Research article

Comparative analysis of selected methods for the assessment of antimicrobial and membrane-permeabilizing activity: a case study for lactoferricin derived peptides

Susana Sánchez-Gómez¹ , Marta Lamata¹ , José Leiva^1,2 , Sylvie E Blondelle³ , Roman Jerala⁴ , Jörg Andrä⁵ , Klaus Brandenburg⁵ , Karl Lohner⁶ , Ignacio Moriyón¹ and Guillermo Martínez-de-Tejada¹

¹  Department of Microbiology and Parasitology, University of Navarra, 31080 Pamplona, Spain

²  Clínica Universitaria, University of Navarra, 31080 Pamplona, Spain

³  Torrey Pines Institute for Molecular Studies, San Diego, CA 92121, USA

⁴  Laboratory of Biotechnology, National Institute of Chemistry, 1000 Ljubljana, Slovenia

⁵  Forschungszentrum Borstel, Leibniz-Zentrum für Medizin und Biowissenschaften, D-23845 Borstel, Germany

⁶  Institute of Biophysics and Nanosystems Research, Austrian Academy of Sciences, A-8042 Graz, Austria

author email corresponding author email

BMC Microbiology 2008, 8:196doi:10.1186/1471-2180-8-196

Published:	11 November 2008

Abstract

Background

Growing concerns about bacterial resistance to antibiotics have prompted the development of alternative therapies like those based on cationic antimicrobial peptides (APs). These compounds not only are bactericidal by themselves but also enhance the activity of antibiotics. Studies focused on the systematic characterization of APs are hampered by the lack of standard guidelines for testing these compounds. We investigated whether the information provided by methods commonly used for the biological characterization of APs is comparable, as it is often assumed. For this purpose, we determined the bacteriostatic, bactericidal, and permeability-increasing activity of synthetic peptides (n = 57; 9–13 amino acid residues in length) analogous to the lipopolysaccharide-binding region of human lactoferricin by a number of the most frequently used methods and carried out a comparative analysis.

Results

While the minimum inhibitory concentration determined by an automated turbidimetry-based system (Bioscreen) or by conventional broth microdilution methods did not differ significantly, bactericidal activity measured under static conditions in a low-ionic strength solvent resulted in a vast overestimation of antimicrobial activity. Under these conditions the degree of antagonism between the peptides and the divalent cations differed greatly depending on the bacterial strain tested. In contrast, the bioactivity of peptides was not affected by the type of plasticware (polypropylene vs. polystyrene). Susceptibility testing of APs using cation adjusted Mueller-Hinton was the most stringent screening method, although it may overlook potentially interesting peptides. Permeability assays based on sensitization to hydrophobic antibiotics provided overall information analogous – though not quantitatively comparable- to that of tests based on the uptake of hydrophobic fluorescent probes.

Conclusion

We demonstrate that subtle changes in methods for testing cationic peptides bring about marked differences in activity.
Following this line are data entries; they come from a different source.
PR #15199, opened 2022-04-08
Add a flag to expose undeclared test outputs in unzipped form.

### LINKED ISSUE #14568: option to not zip test results

Bazel should allow test results to be left as is as opposed to putting them into a zip file.

I would like to make it easier to browse test output which is an interlinked set of HTML files directly from Buildbarn Browser without having to download and extract the zip file and then open the index page in the browser.

Initially raised to buildbarn browser: https://github.com/buildbarn/bb-browser/issues/35 where they suggested this should be fixed in Bazel instead.

tjgq:
Closes #14568.

### DIFF
--- a/src/main/java/com/google/devtools/build/lib/analysis/test/TestConfiguration.java
+++ b/src/main/java/com/google/devtools/build/lib/analysis/test/TestConfiguration.java
@@ -286,6 +286,14 @@ public class TestConfiguration extends Fragment {
         help = "If true, then Bazel will run coverage postprocessing for test in a new spawn.")
     public boolean splitCoveragePostProcessing;
 
+    @Option(
+        name = "zip_undeclared_test_outputs",
+        defaultValue = "true",
+        documentationCategory = OptionDocumentationCategory.TESTING,
+        effectTags = {OptionEffectTag.TEST_RUNNER},
+        help = "If true, undeclared test outputs will be archived in a zip file.")
+    public boolean zipUndeclaredTestOutputs;
+
     @Override
     public FragmentOptions getHost() {
       TestOptions hostOptions = (TestOptions) getDefault();
@@ -347,11 +355,11 @@ public class TestConfiguration extends Fragment {
     return options.testShardingStrategy;
   }
 
-  public Label getCoverageSupport(){
+  public Label getCoverageSupport() {
     return options.coverageSupport;
   }
 
-  public Label getCoverageReportGenerator(){
+  public Label getCoverageReportGenerator() {
     return options.coverageReportGenerator;
   }
 
@@ -386,6 +394,10 @@ public class TestConfiguration extends Fragment {
 
   public boolean splitCoveragePostProcessing() {
     return options.splitCoveragePostProcessing;
+  }
+
+  public boolean getZipUndeclaredTestOutputs() {
+    return options.zipUndeclaredTestOutputs;
   }
 
   /**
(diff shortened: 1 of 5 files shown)


src/main/java/com/google/devtools/build/lib/analysis/test/TestRunnerAction.java
```diff
@@ -391,11 +391,10 @@ public boolean showsOutputUnconditionally() {
         builder.add(
             Pair.of(TestFileNameConstants.TEST_WARNINGS, resolvedPaths.getTestWarningsPath()));
       }
-      if (resolvedPaths.getUndeclaredOutputsZipPath().exists()) {
+      if (resolvedPaths.getUndeclaredOutputsDir().exists()) {
         builder.add(
             Pair.of(
-                TestFileNameConstants.UNDECLARED_OUTPUTS_ZIP,
```
coeuvre, line 397: Not sure whether internal code relies on this name. Please keep an eye on the internal usages and tests when importing.

src/test/shell/bazel/bazel_test_test.sh
```diff
@@ -695,7 +695,7 @@ EOF
   assert_equals "fail" "$(awk "NR == $(wc -l < $TEST_log)" $TEST_log)"
 }
 
-function test_undeclared_outputs_are_zipped_and_manifest_exists() {
```
coeuvre, line 698: Since we had this issue when developing, I think we can also add a test for the case that changing the value of `--zip_undeclared_test_outputs` will rerun the test.

src/main/java/com/google/devtools/build/lib/analysis/test/TestConfiguration.java
```diff
@@ -286,6 +286,14 @@
         help = "If true, then Bazel will run coverage postprocessing for test in a new spawn.")
     public boolean splitCoveragePostProcessing;
 
+    @Option(
+        name = "zip_undeclared_test_outputs",
```
coeuvre, line 290: FYI, we usually start with `experimental_` for a new feature flag and set its default value to `false` if it is a boolean value. But in this case, calling `zip_undeclared_test_outputs` and defaulting to `true` make more sense.

coeuvre (changes requested):

src/main/java/com/google/devtools/build/lib/analysis/test/TestConfiguration.java
tjgq: Acknowledged.

src/test/shell/bazel/bazel_test_test.sh
tjgq: Done.

src/test/shell/bazel/bazel_test_test.sh
```diff
@@ -714,36 +714,107 @@ sh_test(
...
+
+  bazel test -s //dir:test &> $TEST_log || fail "expected success"
+
+  [ -s $outputs_zip ] || fail "$outputs_zip was not present after test"
+
+  bazel test -s --nozip_undeclared_test_outputs //dir:test &> $TEST_log || fail "expected success"
+
+  [ -s $output_text ] || fail "$output_text was not present after test"
+  [ -s $output_html ] || fail "$output_html was not present after test"
+}
```
coeuvre, line 799: Will the zip file be deleted after the build? Also considering the "unzipped and zipped" case, will the text and html files be deleted after second build?

src/main/java/com/google/devtools/build/lib/analysis/test/TestRunnerAction.java
tjgq: Thanks for the heads up. The preexisting constant must stay. I've also made changes to handle the zipped/unzipped cases differently, as some internal code relies on the zip file (not the directory) being a spawn output.

src/test/shell/bazel/bazel_test_test.sh
tjgq: Let's test all combinations, then.

coeuvre (approved):

brentleyjones:
@bazel-io flag

ckolli5:
@bazel-io fork 5.2.0

PR #15203, opened 2022-04-08
Default experimental_inmemory_dotd_files to true

keith:
I asked around a bit about this flag and it sounds like there isn't a
downside to flipping this on by default. The upside is that if you
switch between using `--remote_download_minimal` and not, or switch
between a remote execution config that set this flag, but weren't
setting it globally, you would thrash your outputs and rebuild the
world. This was just a subtle gotcha if you were scoping this flag to
one of these specific configurations.

### DIFF
--- a/src/main/java/com/google/devtools/build/lib/rules/cpp/CppOptions.java
+++ b/src/main/java/com/google/devtools/build/lib/rules/cpp/CppOptions.java
@@ -690,7 +690,7 @@ public class CppOptions extends FragmentOptions {
 
   @Option(
       name = "experimental_inmemory_dotd_files",
-      defaultValue = "false",
+      defaultValue = "true",
       documentationCategory = OptionDocumentationCategory.BUILD_TIME_OPTIMIZATION,
       effectTags = {
         OptionEffectTag.LOADING_AND_ANALYSIS,


comius:
@keith are there any "stronger" upsides?

cc @ericfelly Are you aware of any problems to flip this by default? Or why it is not the case at the moment? (Similar PR is https://github.com/bazelbuild/bazel/pull/15204)

One problem I see is that functionality like this is not implementable in Starlark. But this is a bit far fetched, because this in not the only thing not-implementable.

keith:
I think having fewer flags that developers have to know about is an upside, and this would ideally remove these from the list. I know @aiuto is particularly interested in removing flags, which these could be a candidate for. In general if we don't know of a downside having things work correctly for users out of the box is a strong upside.

ericfelly:
It would probably be OK to make this the default in most organizations. At Google, with ObjFS, we are able to amortize the cost of downloading the same .d file across several builds (on the same machine). But that is not available with in-memory mode.

If an amortizing file system is not in use in the output tree, then in-memory mode is probably the right default. Even with something like ObjFS, in-memory output can be the right choice as disk bandwidth decreases and / or network bandwidth increases.

You can see why making a global decision here is hard.

aiuto:
I  am generally in favor of turning experimental flags true as soon as possible and then deleting them. But @comius raised the most important issue - that this is not implementable in Starlark. If we keep enabling even more special accelerations in the C++ rules, do we run the risk of blocking starlark migration entirely?

keith:
If using a custom FS is the only case where it makes sense to default this to false maybe we should flip it globally and google can flip it off internally? I agree it's never going to be obvious 100% what the default should be for some cases, but if what you say about this being the right default for "most organizations", then it sounds like we should flip it?

@aiuto that's a good question, right now the starlark implementation just depends on this native logic, but I'm not sure, is there a specific plan documented somewhere about how these 2 features would would work or if they would ever be migrated?

lberki:
My $.02: I would be happy if this was the only thing standing in the way of migrating to Starlark. Not enabling this by default also doesn't make the migration to Starlark simpler, because this flag is heavily used at Google so we'll need to find a solution to it no matter what.

Thus, the decision whether to flip the flag should not hinge upon whether it's implementable in pure Starlark or not.

lberki:
I'll follow up in private (I can't publish Google performance data here)

ericfelly:
I wouldn't oppose a global flip. We should probably make this non-experimental while we're at it. Waiting on private metric results.

keith:
Yea happy to change the name separately from the default flip if folks are ok with that

comius (approved):

PR #15204, opened 2022-04-08
Default experimental_inmemory_jdeps_files to true

keith:
I asked around a bit about this flag and it sounds like there isn't a
downside to flipping this on by default. The upside is that if you
switch between using `--remote_download_minimal` and not, or switch
between a remote execution config that set this flag, but weren't
setting it globally, you would thrash your outputs and rebuild the
world. This was just a subtle gotcha if you were scoping this flag to
one of these specific configurations.

### DIFF
--- a/src/main/java/com/google/devtools/build/lib/rules/java/JavaOptions.java
+++ b/src/main/java/com/google/devtools/build/lib/rules/java/JavaOptions.java
@@ -195,7 +195,7 @@ public class JavaOptions extends FragmentOptions {
 
   @Option(
       name = "experimental_inmemory_jdeps_files",
-      defaultValue = "false",
+      defaultValue = "true",
       documentationCategory = OptionDocumentationCategory.BUILD_TIME_OPTIMIZATION,
       effectTags = {
         OptionEffectTag.LOADING_AND_ANALYSIS,


comius:
I'll also ask this here: are there any measurements, how much the flip of this flag improves/regresses the builds? (Without the part where flip "thrash-es your outputs and rebuild-s the world")

keith:
Would you expect this to have a significant difference on things? Considering this is required for build without the bytes I guess we've just been accepting any cost

comius (approved):

comius:
Update: Bazel's team is working on merging this cl. It revealed a minor problem internally. We will merge it after that is resolved.

gregestren:
FYI the internal problem is a test failure on config-stripped actions, i.e. remote executor actions that turn `bazel-out/x86-fastbuild/bin/...` to `bazel-out/bin/..` for better caching.

I've been prototyping that for a while (too long) and been running experiments on Google's remote executor, hence that being a Google test.

I'm also collaborating with @fmeum to expose this functionality to Bazel, at which point stuff like this should be more transparent.

brentleyjones:
@comius @coeuvre Think we can now rename `experimental_inmemory_jdeps_files` and `experimental_inmemory_dotd_files` to remove the `experimental_` prefix?

coeuvre:
SGTM, but I will leave the final decision to @comius in case he has other thoughts.

brentleyjones:
They don't expand to them, but they are enabled by default. Was the requirement that they be enabled at all removed at head?

coeuvre:
> They don't expand to them, but they are enabled by default. 

That's why Tiago suggested to flip and remove it.

> Was the requirement that they be enabled at all removed at head?

Yes.

We don't do this internally so we would like to remove it if possible to make the code simpler.

brentleyjones:
I believe some people use the in memory dotd files to work around a cache poisoning issue with those files (they contain absolute paths, and the stuff that influences their creation isn't part of the action key). So I think that would need to be fixed first.

Am I recalling correctly @keith?

keith:
Yea, I don't remember the exact repro but something with changing bazel's allowed header include directories after you had a failure about an undeclared header exclusion leaves you in a broken state since the `.d` files are in the disk cache at that point.

PR #15205, opened 2022-04-08
Remove noisy include scanning warning

keith:
Given that this flag is called `--experimental_unsupported_and_brittle_include_scanning` I don't think it's necessary to have another warning about this being unsupported.


oquenchil:
Adding this came up during the review. We do want it to be this noisy. In case this has to be removed in the future, we don't want any misunderstandings.

PR #15208, opened 2022-04-11
Fix broken link in glossary.md

nathyong:
The link was both malformed and did not point anywhere in particular.


sgowroji (approved):
LGTM. Thanks

Issue #14900, opened 2022-02-24
Bazel uploads outputs of no-remote actions when used in combination with a disk-cache


BalestraPatrick:
### Description of the problem / feature request:

I've seem to have a discovered a bug that is slowing down our remote execution builds. Our build has some pretty large blobs that we don't want to upload to the remote cache since it would take way too long, so this is an example of how we disable those specific actions from running remotely and uploading to the remote cache:
```
build --modify_execution_info=^(CppLink|ObjcLink)$=+no-remote
```

With Bazel 5, we also enabled the use of a disk cache with our remote exec build. This is now causing long uploads for actions that are marked as `no-remote`.

What seems to be happening is the following:
1. When using a combined cache, Bazel wrongly asks the remote cache if it contains a certain blob without respecting the `no-remote` tag. 
2. If the remote cache doesn't contain it, Bazel will then upload it even though it shouldn't.

I've verified that disabling the disk cache or setting the action mnemonics to `no-cache` works around the issue.

### Feature requests: what underlying problem are you trying to solve with this feature?

Building with remote execution and disk cache should be efficient. This means being able to prevent certain action mnemonics inputs/outputs to be uploaded without disabling the disk cache completely.

### Bugs: what's the simplest, easiest way to reproduce this bug? Please provide a minimal example if possible.

This needs a working remote exec cluster, but I believe it should be reproducible by building https://github.com/bazelbuild/rules_apple/blob/master/examples/ios/HelloWorld/BUILD with the following flags:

Our results show that careful selection of the test strains for susceptibility testing and for screenings of antibiotic-sensitizing activity is of critical importance. A number of peptides proved to have potent permeability-increasing activity at subinhibitory concentrations and efficiently sensitized Pseudomonas aeruginosa both to hydrophilic and hydrophobic antibiotics.